EXERCISE AIM: Find the lines holding the string "from" in the data, then copy all of them.

..............................

PR #244, opened 2020-01-25
Add wrapper div to fix layout issues with safari

mikkoisa:
* NOTE: also temporarily disabled min height for tabs, since it caused some issues.

### DIFF
--- a/src/components/TabLists/TabLists.js
+++ b/src/components/TabLists/TabLists.js
@@ -240,7 +240,7 @@ class TabLists extends React.Component {
       && typeof tabsHeight === 'number'
     ) {
       // Adjust tabs min height to work with shorter contents
-      const customTabHeight = containerHeight - tabsHeight;
+      // const customTabHeight = containerHeight - tabsHeight;
       // Set new styles and scrollDistance value to state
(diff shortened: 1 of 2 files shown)


mikkoisa:
[Toimipistesivun sticky elementit rikkoutuvat pitkällä välilehdellä (vain safarilla?)](https://trello.com/c/ZJCLBsyw/365-toimipistesivun-sticky-elementit-rikkoutuvat-pitk%C3%A4ll%C3%A4-v%C3%A4lilehdell%C3%A4-vain-safarilla)

mikkoisa:
Based on the comments, it seems that the idea behind the min height was that the scroll on the page wouldn't jump too much when changing from a long tab to a really short one. (Issue is mostly on mobile). I too prefer removing it.

Dremars:
> Based on the comments, it seems that the idea behind the min height was that the scroll on the page wouldn't jump too much when changing from a long tab to a really short one. (Issue is mostly on mobile). I too prefer removing it.

I can't replicate this even on mobile. Seems like it's already fixed anyway. When changing tabs tab returns to top either way.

..............................

SOLUTION TO THIS TASK:
Based on the comments, it seems that the idea behind the min height was that the scroll on the page wouldn't jump too much when changing from a long tab to a really short one. (Issue is mostly on mobile). I too prefer removing it.
> Based on the comments, it seems that the idea behind the min height was that the scroll on the page wouldn't jump too much when changing from a long tab to a really short one. (Issue is mostly on mobile). I too prefer removing it.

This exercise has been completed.